Protect Your Customers — New Pennsylvania Case Upholds Disclaimer Waiving an Employee’s Right to Sue
Does your business require your employees to perform work or services offsite at a customer’s place of business? Are you a customer concerned with the risks associated with having third-parties perform work on your premises? Is this an issue for you or your insurance carriers when negotiating customer service contracts? If the answer to any of these questions is yes, a third party release in the form of a “Worker’s Compensation Disclaimer” could limit the associated risks of this rapidly growing business model. This is thanks to a recent decision by the Pennsylvania Supreme Court, holding that such waivers do not violate Pennsylvania’s public policy and can properly waive an employee’s right to sue a customer for work-related injuries covered by the Worker’s Compensation Statute.
In Sabrina Bowman v. Sunoco, Inc., a security guard working for Allied Barton Security Services (“Allied”) signed a worker’s compensation disclaimer at the inception of her employment promising that she would not sue Allied’s customers for work-related injuries.
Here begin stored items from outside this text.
PR #1754, opened 2021-02-06
WIP: feat: add suspense to useQueries

boschni:
Fixes https://github.com/tannerlinsley/react-query/issues/1523

### DIFF
--- a/src/react/useQueries.ts
+++ b/src/react/useQueries.ts
@@ -3,31 +3,114 @@ import React from 'react'
 import { notifyManager } from '../core/notifyManager'
 import { QueriesObserver } from '../core/queriesObserver'
 import { useQueryClient } from './QueryClientProvider'
+import { useQueryErrorResetBoundary } from './QueryErrorResetBoundary'
 import { UseQueryOptions, UseQueryResult } from './types'
 
-export function useQueries(queries: UseQueryOptions[]): UseQueryResult[] {
+export function useQueries<TData = unknown, TError = unknown>(
+  queries: UseQueryOptions[]
+): UseQueryResult<TData, TError>[] {
   const queryClient = useQueryClient()
+  const errorResetBoundary = useQueryErrorResetBoundary()
+  const defaultedQueries: UseQueryOptions[] = []
+
+  let someSuspense = false
+  let someUseErrorBoundary = false
+
+  queries.forEach(options => {
+    const defaulted = queryClient.defaultQueryObserverOptions(options)
+
+    // Include callbacks in batch renders
+    if (defaulted.onError) {
+      defaulted.onError = notifyManager.batchCalls(defaulted.onError)
+    }
+
+    if (defaulted.onSuccess) {
+      defaulted.onSuccess = notifyManager.batchCalls(defaulted.onSuccess)
+    }
+
+    if (defaulted.onSettled) {
+      defaulted.onSettled = notifyManager.batchCalls(defaulted.onSettled)
+    }
+
+    if (defaulted.suspense) {
+      someSuspense = true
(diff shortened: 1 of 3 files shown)


tannerlinsley:
Anything I can do to help out here? Any questions?

src/react/useQueries.ts
```diff
@@ -3,31 +3,114 @@ import React from 'react'
 import { notifyManager } from '../core/notifyManager'
 import { QueriesObserver } from '../core/queriesObserver'
 import { useQueryClient } from './QueryClientProvider'
+import { useQueryErrorResetBoundary } from './QueryErrorResetBoundary'
 import { UseQueryOptions, UseQueryResult } from './types'
 
-export function useQueries(queries: UseQueryOptions[]): UseQueryResult[] {
+export function useQueries<TData = unknown, TError = unknown>(
```
johnnyreilly, line 9: Nice work!

I have a question. This adds the ability to specify generics for `useQueries`. Reading this I think that this may fall into the ["generic that is only used in the return position" anti-pattern](https://github.com/microsoft/TypeScript/issues/36062#issuecomment-571799283) category.

It's possible I'm reading it wrong so I wanted to ask a clarifying question: Does the approach here allow a user to specify types using the generic parameters that would differ from the return type of the query or of the `select` function?

If that's possible then the generics would not be adding a great deal of value as incorrectly typed data could still flow through.

Is that possible in this case? 

[As discussed](https://github.com/tannerlinsley/react-query/pull/1527#issuecomment-761564193), I'm generally keen on making use of type inference. But in the absence of that, avoiding type definitions that can possibly let incorrect types through is still worth aiming for.

escaton:
@boschni do you need any help with this PR? I'm really looking forward to this feature and ready to help you finish it.

tibi77:
> @boschni do you need any help with this PR? I'm really looking forward to this feature and ready to help you finish it.

I would like to give a hand as well if there is a need.
I need this feature as well :D

steevsachs:
@boschni We would also benefit from this fix, and I'd be happy to contribute if that'd be helpful.

@johnnyreilly It appears the original review just raised a question about the new type annotation.  Is that the only outstanding change requested on this PR (besides conflict resolutions at this point : ))?  

If no other changes are requested, I'd be happy to resolve the conflicts and revert the generics type change.  Then @boschni can open a future change to re-add generics pending that discussion.  Would that be ok?

johnnyreilly:
Go for it!

steevsachs:
Thanks for confirming.  This merge turns out to be a bit of a doozy, but I should be able to get through it over this weekend.

steevsachs:
@boschni @johnnyreilly Quick question as I work through what's amounting more to refactor of the fix than conflict resolution (given the amount of change to the target logic that's occurred since this was opened):  

The fix here assumes `useQueries` should throw as a whole with the first error encountered, is that the expected behavior?

escaton:
Talking about errors, my thought is that it should be configured with `useErrorBoundary`, not `useSuspense`.
But for consistency with `useQuery` i guess: yes it should throw with the first error.
https://github.com/tannerlinsley/react-query/blob/master/src/react/useBaseQuery.ts#L132

steevsachs:
I've opened the new PR as https://github.com/tannerlinsley/react-query/pull/2109 due to the significant amount of change from this original PR.  The commit in this PR is included in that PR.  Please let me know if you'd prefer this be handled differently git-wise.

Requesting a very thorough review of this one, as it was significantly more complicated than I expected and my context as a contributor going in was basically nil. Please be brutal : ) I did confirm it working with a basic CRA and yarn link.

While performing work at the refinery of one of Allied’s customers, Sunoco, Inc. (“Sunoco”), the guard was injured by slipping on snow and ice. As a result, she initiated a worker’s compensation claim against Allied and commenced a lawsuit against Sunoco. The guard claimed that the disclaimer she signed should be voided as against public policy to the extent that it contained a prospective waiver, meaning the employee was asked to waive a cause of action that had not yet accrued. The guard also claimed that the disclaimer contravenes an employer’s right to subrogation, meaning the opportunity for an employer to recoup expenses spent on an injured worker from its customer. Finally, the guard claimed that the disclaimer violated the general principals of contract law because it released liability for actions not accrued at the time of the release. The Court, in a decision of first impression, rejected all three of the guard’s arguments and upheld the worker’s compensation disclaimer that limited the guard’s recovery to only worker’s compensation benefits.
In reaching its finding, the Court interpreted Section 204(a) and Section 319 of the Pennsylvania Worker’s Compensation Act (“Act”). Section 204(a) of the Act provides: “No agreement, compensation, or release of damages made before the date of any injury shall be valid or shall bar a claim for damages resulting therefrom: any such agreement is declared to be against the public policy of this Commonwealth.” 77 P.S. § 71(a). The Court found that this provision only applies to an employer’s attempt to limit its own liability for any future injury the employee may suffer. Section 204(a) does not apply to third-party customers because a third-party release does not attempt to deprive an employee of worker’s compensation rights, as would an employer release. The release rather pertains exclusively to the customer’s tortious liability. Therefore, a third-party release does not undermine the public policy considerations of Section 204(a) of the Act. Section 319 provides: “where the compensable injury is caused in whole or in part by the act or omission of a third party, the employer shall be subrogated to the right of the employee…against such third party…” 77 P.S. §671. Although this right is bestowed upon an employer under the Act, the Court noted that an employer can elect to waive this right as a business decision that affects only itself — this election does nothing to prevent the employee from receiving full and just compensation for his or her work-related injuries. Therefore, a third-party release also does not clash with the economic public policy of Section 319 of the Act.
Finally, with regard to waivers that release liability for actions not accrued at the time of the release, the Court relied on a long line of cases holding that these waivers generally are only invalid if they involve future actions entirely different than ones contemplated by the parties at the time of the release. For example, an employee executes a general release of liability from all claims resulting from any automobile accidents. The waiver would not bar a medical malpractice claim against a doctor who performed surgery related to injuries from the accident because the release could not have contemplated negligent treatment for the injuries.
So what do you need to know when preparing a third-party worker’s compensation disclaimer?
• The disclaimer can only waive an employee’s right to sue third-party customers or clients for injuries covered by the worker’s compensation statutes.
• As a matter of public policy, the disclaimer cannot attempt to deprive an employee of his or her rights under the Act, shield the employer from liability, or deprive an employee of compensation for work-related harm.
• The disclaimer effectively waives the employer’s right under the Act to subrogate against its customer.